Exercise material:
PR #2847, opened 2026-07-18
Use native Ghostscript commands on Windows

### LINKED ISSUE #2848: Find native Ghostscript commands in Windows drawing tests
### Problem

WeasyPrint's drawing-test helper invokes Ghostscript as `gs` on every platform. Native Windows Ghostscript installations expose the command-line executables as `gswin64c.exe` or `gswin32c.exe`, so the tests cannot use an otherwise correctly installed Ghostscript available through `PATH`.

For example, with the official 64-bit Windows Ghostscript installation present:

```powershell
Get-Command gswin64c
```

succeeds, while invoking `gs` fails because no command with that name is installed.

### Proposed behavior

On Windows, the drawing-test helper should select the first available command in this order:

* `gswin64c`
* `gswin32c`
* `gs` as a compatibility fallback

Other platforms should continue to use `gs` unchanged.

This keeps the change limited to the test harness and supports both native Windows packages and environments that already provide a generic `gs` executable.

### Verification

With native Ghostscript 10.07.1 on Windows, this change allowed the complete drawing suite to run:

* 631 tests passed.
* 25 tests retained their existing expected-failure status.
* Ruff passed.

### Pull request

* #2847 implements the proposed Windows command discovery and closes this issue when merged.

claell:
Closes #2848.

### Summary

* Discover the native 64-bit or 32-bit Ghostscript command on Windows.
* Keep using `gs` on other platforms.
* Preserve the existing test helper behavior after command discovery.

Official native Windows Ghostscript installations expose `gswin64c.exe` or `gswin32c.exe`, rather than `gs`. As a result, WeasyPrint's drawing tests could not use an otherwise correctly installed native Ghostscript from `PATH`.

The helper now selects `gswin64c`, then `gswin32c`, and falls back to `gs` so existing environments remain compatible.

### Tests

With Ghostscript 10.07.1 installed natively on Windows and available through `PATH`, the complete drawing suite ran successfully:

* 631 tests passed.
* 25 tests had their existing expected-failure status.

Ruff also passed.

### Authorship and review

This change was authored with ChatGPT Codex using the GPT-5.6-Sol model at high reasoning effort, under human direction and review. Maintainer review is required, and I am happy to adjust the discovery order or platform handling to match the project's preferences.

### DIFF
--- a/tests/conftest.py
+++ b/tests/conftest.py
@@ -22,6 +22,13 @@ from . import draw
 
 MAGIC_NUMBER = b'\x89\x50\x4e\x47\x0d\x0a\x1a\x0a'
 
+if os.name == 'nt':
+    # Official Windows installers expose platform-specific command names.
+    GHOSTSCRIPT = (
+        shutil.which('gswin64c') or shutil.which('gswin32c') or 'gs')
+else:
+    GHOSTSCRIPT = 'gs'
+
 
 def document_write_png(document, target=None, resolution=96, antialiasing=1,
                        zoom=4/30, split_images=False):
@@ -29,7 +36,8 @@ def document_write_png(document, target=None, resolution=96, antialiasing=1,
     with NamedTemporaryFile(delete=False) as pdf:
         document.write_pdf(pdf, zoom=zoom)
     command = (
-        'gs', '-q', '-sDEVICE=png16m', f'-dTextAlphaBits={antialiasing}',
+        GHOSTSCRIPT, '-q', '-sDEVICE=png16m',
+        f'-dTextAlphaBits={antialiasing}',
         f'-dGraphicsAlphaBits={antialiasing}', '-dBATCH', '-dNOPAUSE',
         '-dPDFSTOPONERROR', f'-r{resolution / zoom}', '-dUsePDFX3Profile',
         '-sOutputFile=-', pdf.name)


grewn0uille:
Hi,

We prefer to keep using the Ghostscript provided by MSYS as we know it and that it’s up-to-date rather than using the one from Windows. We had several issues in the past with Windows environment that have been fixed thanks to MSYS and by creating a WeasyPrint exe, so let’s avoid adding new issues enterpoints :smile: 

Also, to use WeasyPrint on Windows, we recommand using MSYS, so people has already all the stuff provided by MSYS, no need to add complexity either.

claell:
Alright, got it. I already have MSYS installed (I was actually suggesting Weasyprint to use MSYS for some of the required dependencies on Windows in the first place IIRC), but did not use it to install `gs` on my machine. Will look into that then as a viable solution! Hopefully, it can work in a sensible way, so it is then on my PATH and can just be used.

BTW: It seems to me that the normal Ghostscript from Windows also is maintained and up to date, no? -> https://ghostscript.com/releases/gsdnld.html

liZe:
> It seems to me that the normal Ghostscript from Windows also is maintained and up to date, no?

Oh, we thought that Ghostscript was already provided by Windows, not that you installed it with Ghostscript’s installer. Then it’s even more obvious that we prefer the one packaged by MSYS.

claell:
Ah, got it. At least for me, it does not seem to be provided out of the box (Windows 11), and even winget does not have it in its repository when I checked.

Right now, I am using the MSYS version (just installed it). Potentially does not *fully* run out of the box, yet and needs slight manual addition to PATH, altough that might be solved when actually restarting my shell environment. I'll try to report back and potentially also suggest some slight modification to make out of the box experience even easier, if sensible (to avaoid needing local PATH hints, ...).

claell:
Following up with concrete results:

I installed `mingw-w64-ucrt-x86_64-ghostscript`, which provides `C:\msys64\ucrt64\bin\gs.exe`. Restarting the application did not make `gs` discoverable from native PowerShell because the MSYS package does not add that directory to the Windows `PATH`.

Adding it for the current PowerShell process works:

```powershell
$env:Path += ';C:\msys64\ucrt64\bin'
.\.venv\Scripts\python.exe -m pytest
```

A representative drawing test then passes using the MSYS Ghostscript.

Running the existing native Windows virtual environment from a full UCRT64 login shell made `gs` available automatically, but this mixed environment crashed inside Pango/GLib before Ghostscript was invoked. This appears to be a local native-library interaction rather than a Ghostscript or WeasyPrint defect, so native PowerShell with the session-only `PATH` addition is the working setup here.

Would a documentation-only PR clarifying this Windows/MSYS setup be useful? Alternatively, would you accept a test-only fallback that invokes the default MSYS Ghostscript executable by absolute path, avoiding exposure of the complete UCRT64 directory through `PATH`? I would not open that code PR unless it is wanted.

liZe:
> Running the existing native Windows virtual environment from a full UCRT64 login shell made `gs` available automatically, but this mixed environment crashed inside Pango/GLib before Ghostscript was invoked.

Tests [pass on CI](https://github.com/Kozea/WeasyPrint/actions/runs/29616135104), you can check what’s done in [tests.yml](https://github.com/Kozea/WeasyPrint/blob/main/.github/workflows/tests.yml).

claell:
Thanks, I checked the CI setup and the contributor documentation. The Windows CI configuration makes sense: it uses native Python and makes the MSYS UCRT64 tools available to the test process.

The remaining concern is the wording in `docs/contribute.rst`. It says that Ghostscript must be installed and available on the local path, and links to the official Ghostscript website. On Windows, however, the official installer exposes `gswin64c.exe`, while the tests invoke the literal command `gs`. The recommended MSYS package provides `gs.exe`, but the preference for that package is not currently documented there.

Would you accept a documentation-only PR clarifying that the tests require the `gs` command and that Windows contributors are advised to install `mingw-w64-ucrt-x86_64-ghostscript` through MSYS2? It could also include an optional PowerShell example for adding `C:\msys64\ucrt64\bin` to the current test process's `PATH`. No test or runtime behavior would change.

Exercise directions: Go over the listing above and return each line with "some".

Answer section:
Alright, got it. I already have MSYS installed (I was actually suggesting Weasyprint to use MSYS for some of the required dependencies on Windows in the first place IIRC), but did not use it to install `gs` on my machine. Will look into that then as a viable solution! Hopefully, it can work in a sensible way, so it is then on my PATH and can just be used.
Right now, I am using the MSYS version (just installed it). Potentially does not *fully* run out of the box, yet and needs slight manual addition to PATH, altough that might be solved when actually restarting my shell environment. I'll try to report back and potentially also suggest some slight modification to make out of the box experience even easier, if sensible (to avaoid needing local PATH hints, ...).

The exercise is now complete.